This thread is for reporting any bug or annoyance that you find
or to ask for help in post formatting while we all get used to XenForo.

We are quite aware that some of the old IPB bells and whistles are gone.
Some of them will be brought back later, and some will be gone forever.
We ask that you do not gripe about this. Nobody is precisely 'happy' about it.

While this forum software change was forced by an unpleasant occurrence,
it isn't necessarily a bad thing.
Keep looking around, try out the features and options of XenForo, and we'll all learn the quirks of it together.


----------



## Veho (Oct 29, 2012)

Mouseover on the Recent Topics box extends the frame outside the browser window (and opens a scroll bar at the bottom of the tab), but when I take the mouse off the title to scroll right, the mouseover box and the scroll bar disappear. So half the box gets cut off.


----------



## Tom Bombadildo (Oct 29, 2012)

Not sure if mentioned because I'm a little too lazy to read, but when you ignore someone now instead of just blocking posts it'll block entire threads from being seen.
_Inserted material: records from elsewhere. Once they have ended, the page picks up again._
Issue #587, opened 2023-02-08
Overhaul and consolidate WE2E tests, identify needed additional tests


mkavulich:
## Description
It has been a while since we re-visited the suite of WE2E tests. In that time, a lot of development has happened, and the way various test suites are used has changed. We should assess the current state of the WE2E tests, and discuss ways in which they can be improved.

**This issue will be modified and expanded as the effort continues.**

#### Duplication
There are many examples of this, but just to pick out one, these nine tests only have a single difference among them: the specific output grid being used
 - config.grid_RRFS_CONUS_25km_ics_FV3GFS_lbcs_FV3GFS_suite_GFS_v16.yaml
 - config.grid_CONUS_3km_GFDLgrid_ics_FV3GFS_lbcs_FV3GFS_suite_GFS_v16.yaml
 - config.grid_CONUS_25km_GFDLgrid_ics_FV3GFS_lbcs_FV3GFS_suite_GFS_v16.yaml
 - config.grid_RRFS_CONUScompact_25km_ics_FV3GFS_lbcs_FV3GFS_suite_GFS_v16.yaml
 - config.grid_RRFS_CONUScompact_13km_ics_FV3GFS_lbcs_FV3GFS_suite_GFS_v16.yaml
 - config.grid_RRFS_CONUS_13km_ics_FV3GFS_lbcs_FV3GFS_suite_GFS_v16.yaml
 - config.grid_RRFS_CONUScompact_3km_ics_FV3GFS_lbcs_FV3GFS_suite_GFS_v16.yaml
 - config.grid_RRFS_SUBCONUS_3km_ics_FV3GFS_lbcs_FV3GFS_suite_GFS_v16.yaml
 - config.grid_RRFS_CONUS_3km_ics_FV3GFS_lbcs_FV3GFS_suite_GFS_v16.yaml

These tests could be used to test other capabilities, or be rolled into other existing tests for other capabilities

#### Missing capabilities
There are important capabilities either already present or being introduced soon that are not currently covered by any WE2E test:
 - ~~Retrieving data from AWS~~ (added in #526)
 - ~~Using GDAS and GEFS input data~~ (added in #526)
 - New capabilities being introduced by the RRFS merger effort
 - Retrieving newer GFS data from HPSS (see #510)

Some others may or may not be appropriate for WE2E testing:
 - Plotting scripts
 - New CMAQ capabilities

#### Other changes
[...]

PR #624, opened 2023-02-21
[develop] Update default timesteps (DT_ATMOS) to less wasteful values

mkavulich:
## DESCRIPTION OF CHANGES: 
Based on discussion in last week's code management meeting, it was agreed that the default values for the atmospheric timestep `DT_ATMOS` are too low, and for most cases are very wasteful of core hours. This change increases the default timestep for the following pre-defined domains:

 - RRFS_CONUS_25km, RRFS_CONUScompact_25km: 40 --> 180
 - RRFS_CONUS_13km, RRFS_CONUScompact_13km: 45 --> 75
 - RRFS_NA_13km: 50 --> 75
 - RRFS_CONUScompact_3km, RRFS_SUBCONUS_3km, SUBCONUS_Ind_3km: 40 --> 36
 - CONUS_3km_GFDLgrid: 18 --> 36

There is a known limitation for certain CCPP suites designed for high-resolution cases (per @JeffBeck-NOAA, these are  `FV3_RRFS_v1beta`, `FV3_WoFS_v0`, and `FV3_HRRR`); these suites may see failures if DT_ATMOS is too high. For those cases, the default DT_ATMOS is set to 40, however users can still over-write this value in their config file.

**NOTE: This change *will* affect results for users who are using the affected domains and have not manually specified `DT_ATMOS`. This should be reflected in the release notes for the next release.**

### Type of change
- [x] Breaking change (fix or feature that would cause existing functionality to not work as expected)

## TESTS CONDUCTED: 
Ran comprehensive set of tests on Hera. Observed some failures due to a known issue with `HRRR` and `RRFS_v1beta` suites (@JeffBeck-NOAA, is this documented somewhere??), so introduced the suite-based default requested by @JeffBeck-NOAA . All comprehensive tests now succeed on Hera as well as Cheyenne (Cheyenne had one known failure and hit a few wallclock limits, but no other failures)

Note: The cost of running the comprehensive test suite on Hera was reduced by ~10% with this change.

- [x] hera.intel
- [x] cheyenne.intel
- [x] comprehensive tests

## DEPENDENCIES:
None

## DOCUMENTATION:
Will update appropriate documentation as part of resolution of #587; since the suite of tests will be overhauled this documentation will be changing anyway so I won't bother wasting time updating it here.

## ISSUE: 
Part of ongoing efforts related to #587

## CHECKLIST

- [x] My changes do not require updates to the documentation (explained above).


natalie-perlin (approved):

ush/predef_grid_params.yaml
```diff
@@ -308,7 +308,7 @@
   ESGgrid_NY: 200
   ESGgrid_PAZI: 0.0
   ESGgrid_WIDE_HALO_WIDTH: 6
-  DT_ATMOS: 40
+  DT_ATMOS: 36
   LAYOUT_X: 5
```
JeffBeck-NOAA, line 312: What was the justification for decreasing the time step here and above?

ush/predef_grid_params.yaml
```diff
@@ -61,7 +61,7 @@
   ESGgrid_NY: 131
   ESGgrid_PAZI: 0.0
   ESGgrid_WIDE_HALO_WIDTH: 6
-  DT_ATMOS: 40
+  DT_ATMOS: 180
   LAYOUT_X: 5
```
JeffBeck-NOAA, line 65: I don't see specific modifications to use smaller time steps when running with RAP/HRRR physics-based SDFs.  If we are counting on users to manually modify the dt_atmos value in their config files when using those SDFs, some people won't understand the need to do that, and the default time step will be too large and fail.  This was the original reason we had time step defaults set to lower values.  I recall you mentioning that there is now a method through which we can automatically decrease the time step when certain SDFs are used?  Can this be implemented?

JeffBeck-NOAA (changes requested):

JeffBeck-NOAA:
In addition to my review, I'll add a cautionary comment that I forgot to mention at last week's code management meeting.  There are certain fast physics processes included within parameterizations (particularly those used in convection-allowing resolutions) which are designed for time steps smaller than ~40-50 seconds.  Certain spatiotemporal relationships in the code require that the physics be called with specific regularity to accurately represent some types of sub-grid-scale feature evolution.  Longer time steps will work, but may likely compromise the accuracy of the model.   Therefore, I would be very wary of using O(100)-second time steps for a 3-km domain.

JeffBeck-NOAA:
In addition to my review, I'll add a cautionary comment that I forgot to mention at last week's code management meeting. There are certain fast physics processes included within parameterizations (particularly those used with convection-allowing resolutions) which are designed for time steps smaller than ~40-50 seconds. Certain spatiotemporal relationships in the code require that the physics be called with specific regularity to accurately represent some types of sub-grid-scale feature evolution. Longer time steps will work, but may likely compromise the accuracy of the model. Therefore, I would be very wary of using O(100)-second time steps for a 3-km domain.

JeffBeck-NOAA:
In addition to my review, I'll add a cautionary comment that I forgot to mention at last week's code management meeting. There are certain fast physics processes included within parameterizations (particularly those used with convection-allowing resolutions) which are designed for time steps smaller than ~40-50 seconds. Certain spatiotemporal relationships in the code require that the physics be called with specific regularity to accurately represent some types of sub-grid-scale feature evolution. Longer time steps will work, but may likely compromise the accuracy of the model. Therefore, I would be very wary of using O(100)-second time steps with a SDF designed for a convection-allowing resolution, regardless of the resolution of the domain in question.

JeffBeck-NOAA:
In addition to my review, I'll add a cautionary comment that I forgot to mention at last week's code management meeting. There are certain fast physics processes included within parameterizations (particularly those used with convection-allowing resolutions) which are designed for time steps smaller than ~40-50 seconds. Certain spatiotemporal relationships in the code require that the physics be called with specific regularity to accurately represent some types of sub-grid-scale feature evolution. Longer time steps will work, but may likely compromise the accuracy of the model. Therefore, I would be very wary of using an O(100)-second time step with an SDF that contains parameterizations designed for a convection-allowing resolution, regardless of the resolution of the domain in question.

ush/predef_grid_params.yaml
mkavulich: This was just for consistency's sake. I probably didn't mention this in last week's meeting, but when I raised the other 3km domains to 40s it caused a segfault, so I figured the other direction was more prudent. We can keep them inconsistent if that's preferable.

mkavulich:
@JeffBeck-NOAA Thanks for your comments. I can implement a time-step limiter for the suites if you can send me a list of suites that are affected...I noticed that the HRRR and RRFS_v1beta suites were affected but are there others? I'd also appreciate documentation to point to (either an issue or elsewhere) if you know of one to point users to get more info on why these suites in particular are treated specially.

mkavulich:
As a follow-up, if this documentation on physics processes that should not use large time steps does not exist, we should create it! This is something that should be transparent to users, especially if it can over-write user settings.

JeffBeck-NOAA:
> As a follow-up, if this documentation on physics processes that should not use large time steps does not exist, we should create it! This is something that should be transparent to users, especially if it can over-write user settings.

Yeah, this is all word-of-mouth info I've gotten previously, and I agree that it should be documented.  The next time I have a chance to talk with some of the physics developers at GSL, I'll try to get some detailed information compiled and written down.

ush/predef_grid_params.yaml
JeffBeck-NOAA: Got it!  It's probably a good idea to keep them consistent.  We also may want to just adopt the final RRFS-based time step once all code has been transitioned to the SRW App.

JeffBeck-NOAA:
> @JeffBeck-NOAA Thanks for your comments. I can implement a time-step limiter for the suites if you can send me a list of suites that are affected...I noticed that the HRRR and RRFS_v1beta suites were affected but are there others? I'd also appreciate documentation to point to (either an issue or elsewhere) if you know of one to point users to get more info on why these suites in particular are treated specially.

The affected suites should be FV3_HRRR, FV3_RRFS_v1beta, FV3_WoFS_v0, and FV3_HRRR.  I thought FV3_RAP was added recently, but I'm not seeing it in valid_param_vals.yaml?  That SDF may also be affected, but we'd need to talk with someone like Joe Olson to confirm.

tests/WE2E/run_WE2E_tests.py
```diff
@@ -175,8 +175,8 @@ def run_we2e_tests(homedir, args) -> None:
 
         if 'verification' in test_cfg:
             logging.debug(test_cfg['verification'])
```
gsketefian: @mkavulich As things stand now, a "verification" section does not have to be included in the test configuration file in order to run a test with verification, but such a section has to exist in the final `config.yaml` file that the generate script reads in because it contains the variable `VX_FCST_INPUT_BASEDIR`, which must be specified for verification (and the call to `check_task_verification` sets this variable).  Your change will still work with all the current WE2E vx tests because they all contain a "verification" section, but if that section is removed from any of the tests because it contains only optional settings (e.g. in the test `MET_verification_only_vx` the section only sets `VX_FCST_MODEL_NAME`, which is optional), the test will fail (I just ran the test both ways myself).  That's why I originally didn't include the call to `check_task_verification` under the if-statement.  This situation may change with upcoming vx PRs, but for now it is safer to always call `check_task_verification`.

mkavulich: @gsketefian Thanks for the further info, but I am a bit confused at how this new capability is implemented. Is there no flag for running "verification only"? It appears as if this flag is needed: The reason I made this change is because on Cheyenne (and I presume other non-Hera machines) the `deactivate_tasks` test is now failing due to this path not being set for those platforms.

gsketefian: @mkavulich Currently, there is no single flag that turns on/off vx tasks.  Instead, there are the four flags `RUN_TASK_VX_GRIDSTAT`, `RUN_TASK_VX_POINTSTAT`, `RUN_TASK_VX_ENSGRID`, and  `RUN_TASK_VX_ENSPOINT`.  The ultimate goal is to have one flag for deterministic verification and another for ensemble verification.  But I'm a couple of PRs from getting to that point.

The staged forecasts for the vx tasks are only available on Hera.  If I understand you correctly, the `deactivate_tasks` test is failing because `TEST_VX_FCST_INPUT_BASEDIR` is not defined in the machine files of platforms other than Hera.  I think the easy solution is to put those in all the machine files and set it to a blank string for now.  I forgot to do that in one of my PRs.  Could you try that and see if it solves the issue with `deactivate_tasks`?  Thanks.

mkavulich: @gsketefian I think you are missing my point: this "TEST_VX_FCST_INPUT_BASEDIR" needs to be set only in the case where the user is doing a VX-only run, correct? So shouldn't there be a flag for VX-only runs? Because VX-only requires a completely different process for setting up directories in the VX tasks, unless I'm mistaken.

JeffBeck-NOAA:
Hey @mkavulich, I see two separate if statements in your latest commit that both address dt_atmos > 40.  What use cases are they for?  Is one for the automated selection of the pre-defined domain, and the other if the user manually sets dt_atmos in their config file?

mkavulich:
@JeffBeck-NOAA That's correct: the first statement is if the user has set DT_ATMOS in their config file, the second is if DT_ATMOS is coming from the predefined domain parameters.

tests/WE2E/run_WE2E_tests.py
gsketefian: @mkavulich Yes, `TEST_VX_FCST_INPUT_BASEDIR` needs to be set only when doing a test that runs only vx.  Testing for that requires obtaining values of other flags, specifically `RUN_TASK_RUN_FCST`, `WRITE_DOPOST`, and `RUN_TASK_RUN_POST`.  That's because the check for whether a vx-only run is to see whether UPP is going to be run (either inline or separately) because the forecast inputs for vx tasks are the output files from UPP.  If so, then it's not a vx-only experiment.  Otherwise, it is.  For example, in `config_defaults.yaml`, `VX_FCST_INPUT_BASEDIR` is set like this:
```
VX_FCST_INPUT_BASEDIR: '{{ workflow.EXPTDIR if ((workflow_switches.RUN_TASK_RUN_FCST and task_run_fcst.WRITE_DOPOST) or workflow_switches.RUN_TASK_RUN_POST) }}'
```
We could implement such a check in `run_WE2E_tests.py`, but a lot more vx changes are coming in the next few vx PRs, I decided it's much easier to always set `VX_FCST_INPUT_BASEDIR` by calling `check_task_verification` outside this if-statement.  That in turn requires `TEST_VX_FCST_INPUT_BASEDIR` to at least be defined in the machine files (it should be ok to set it to an empty string), which is something I forgot about in my PR.

I guess we could create a new derived variable/flag for vx-only runs, but that seems redundant since the info can be obtained from `RUN_TASK_RUN_FCST`, `WRITE_DOPOST`, and `RUN_TASK_RUN_POST`.  It would be fine as an internal local variable in `run_WE2E_tests.py` if you want to implement the checks above for when `TEST_VX_FCST_INPUT_BASEDIR` is really necessary, but we should probably just define `TEST_VX_FCST_INPUT_BASEDIR` in all the machine files anyway for completeness (setting it to null strings on platforms on which the forecast files are not staged).

gsketefian: Another easy fix for now is to set `TEST_VX_FCST_INPUT_BASEDIR` to a null string if it's not defined in the machine file (instead of erroring out).

mkavulich: Maybe it's best to take this conversation over to your latest PR; I'll remove my change from this one.

JeffBeck-NOAA:
> @JeffBeck-NOAA That's correct: the first statement is if the user has set DT_ATMOS in their config file, the second is if DT_ATMOS is coming from the predefined domain parameters.

Thanks, @mkavulich!  This looks good!

JeffBeck-NOAA (approved):

MichaelLueken (approved):
@mkavulich These changes look good to me!  Thanks for getting these changes in so quickly to help reduce the use of core hours on the machines!

venitahagerty:
Machine: hera
Compiler: intel
Job: WE
Repo location: /scratch1/BMC/zrtrr/rrfs_ci/autoci/pr/1249350329/20230222202016/ufs-srweather-app
Build was Successful
Rocoto jobs started
Long term tracking will be done on 10 experiments
ci-hera-intel-WE
Experiment Succeeded on hera: pregen_grid_orog_sfc_climo
Experiment Succeeded on hera: grid_RRFS_CONUS_25km_ics_FV3GFS_lbcs_FV3GFS_suite_GFS_2017_gfdlmp_regional_plot
Experiment Succeeded on hera: community_ensemble_2mems_stoch
Experiment Succeeded on hera: MET_ensemble_verification
All experiments completed

mkavulich:
@MichaelLueken I am assuming these Jenkins failures are still due to the Hera problem? Let me know if there's anything I need to address.

MichaelLueken:
@mkavulich No issues with Hera, the machine is no longer being called in the Jenkinsfile.  Due to Orion being down for maintenance, I did need to abort the tests for that machine, which would lead to a message saying that a job was aborted.

Jenkins failed on Gaea due to a disconnect on the machine.  Looking through the experiments, all of the tests successfully passed.  The experiment directories can be found:

`/lustre/f2/dev/wpo/role.epic/jenkins/workspace/fs-srweather-app_pipeline_PR-624/expt_dirs`

Jenkins also failed on Jet.  Looking through the experiments, I'm seeing that make_ics, make_lbcs, and run_fcst tasks were failing.  The logs for these tasks show the following:

```
FATAL ERROR:
ERROR:
  From script:  "load_modules_run_task.sh"
  Full path to script:  "/mnt/lfs4/HFIP/hfv3gfs/role.epic/jenkins/workspace/fs-srweather-app_pipeline_PR-624/ush/load_modules_run_task.sh"
  Loading of platform- and compiler-specific module file (BUILD_MOD_FN)
for the workflow task specified by task_name failed:
  task_name = "make_ics"
  BUILD_MOD_FN = "build_jet_intel"
Exiting with nonzero status.
```
```
FATAL ERROR:
ERROR:
  From script:  "load_modules_run_task.sh"
  Full path to script:  "/mnt/lfs4/HFIP/hfv3gfs/role.epic/jenkins/workspace/fs-srweather-app_pipeline_PR-624/ush/load_modules_run_task.sh"
  Loading of platform- and compiler-specific module file (BUILD_MOD_FN)
for the workflow task specified by task_name failed:
  task_name = "make_lbcs"
  BUILD_MOD_FN = "build_jet_intel"
Exiting with nonzero status.
```
```
FATAL ERROR:
ERROR:
  From script:  "load_modules_run_task.sh"
  Full path to script:  "/mnt/lfs4/HFIP/hfv3gfs/role.epic/jenkins/workspace/fs-srweather-app_pipeline_PR-624/ush/load_modules_run_task.sh"
  Loading of platform- and compiler-specific module file (BUILD_MOD_FN)
for the workflow task specified by task_name failed:
  task_name = "run_fcst"
  BUILD_MOD_FN = "build_jet_intel"
Exiting with nonzero status.
```
Some of the logs include the following as well:

```
+ load_modules_run_task.sh[131]: module load build_jet_intel
++ bash[82]: /apps/lmod/8.5.2/libexec/lmod bash load build_jet_intel
Lmod has detected the following error: The following module(s) are unknown:
"sutils"

Please check the spelling or version number. Also try "module spider ..."
It is also possible your cache file is out-of-date; it may help to try:
  $ module --ignore_cache load "sutils"

Also make sure that all modulefiles written in TCL start with the string
#%Module
```

The experiment directories on Jet can be found:

`/mnt/lfs4/HFIP/hfv3gfs/role.epic/jenkins/workspace/fs-srweather-app_pipeline_PR-624/expt_dirs`

It is important to note that, while this behavior wasn't seen during the previous Jenkins tests at the end of last week, this is being seen on not only your branch, but also @panll and @gsketefian branches are encountering this as well.  Maybe something happened during the maintenance on Tuesday that is causing issues now, I'm not sure.  Having said that, running tests manually, if `rocotoboot` is used to relaunch the failed tasks, they run without issue.

Since the Gaea tests passed and the Jet tests can pass with a little extra work, I'm okay moving forward with these changes.  Having said that, I'm interested to see if you have encountered issues on Jet following Tuesday's maintenance.

MichaelLueken:
@mkavulich This morning, I was able to manually submit the fundamental tests on Jet without the issues encountered yesterday.  I have resubmitted the Jenkins tests on Jet to see if they will pass now.

MichaelLueken:
@mkavulich The retest on Jet successfully passed.  While resubmitting the Jet test, the Orion test relaunched as well, which is why the aborted message is now shown.

```
======================================
Checking workflow status of experiment "custom_ESGgrid" ...
Workflow status:  SUCCESS
======================================

======================================
Checking workflow status of experiment "custom_GFDLgrid" ...
Workflow status:  SUCCESS
======================================

======================================
Checking workflow status of experiment "grid_RRFS_CONUS_25km_ics_FV3GFS_lbcs_FV3GFS_suite_GFS_v15p2" ...
Workflow status:  SUCCESS
======================================

======================================
Checking workflow status of experiment "grid_RRFS_CONUS_25km_ics_FV3GFS_lbcs_FV3GFS_suite_GFS_v16" ...
Workflow status:  SUCCESS
======================================

======================================
Checking workflow status of experiment "grid_RRFS_CONUS_25km_ics_FV3GFS_lbcs_RAP_suite_HRRR" ...
Workflow status:  SUCCESS
======================================

======================================
Checking workflow status of experiment "grid_RRFS_CONUS_25km_ics_GSMGFS_lbcs_GSMGFS_suite_GFS_v15p2" ...
Workflow status:  SUCCESS
======================================

======================================
Checking workflow status of experiment "nco_grid_RRFS_CONUScompact_25km_ics_HRRR_lbcs_RAP_suite_HRRR" ...
Workflow status:  SUCCESS
======================================

======================================
Checking workflow status of experiment "specify_DOT_OR_USCORE" ...
Workflow status:  SUCCESS
======================================

======================================
Checking workflow status of experiment "specify_DT_ATMOS_LAYOUT_XY_BLOCKSIZE" ...
Workflow status:  SUCCESS
======================================

======================================
Checking workflow status of experiment "specify_RESTART_INTERVAL" ...
Workflow status:  SUCCESS
======================================
```

Will now move forward with merging this work.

Also not sure if this was intended or not, but it would be nice if we could still see the threads.


----------



## weavile001 (Oct 29, 2012)

the search toolbar is over the alerts,inbox and log out  box


----------



## nukeboy95 (Oct 30, 2012)

i have a custom title and im at 326 posts






 3ds wifi dont have the same icon on wifi as wii and ds
smileys "undefined" are broke for my  just show up as "undefined"


----------



## MassiveRican (Oct 30, 2012)

Not sure if this is where I should be posting this but, I'm 80% of the time posting off my mobile phone (iPhone 3GS Tmobile Opera Browser), however I get this error whenever I try to access GBAtemp.net:


> *Your IP address is blocked from this server*
> It appears that you are connecting via a proxy that is currently blocked on our site. If you want to visit GBAtemp.net please simply switch off your proxy or VPN connection. If you think this is a mistake, please feel free to contact us.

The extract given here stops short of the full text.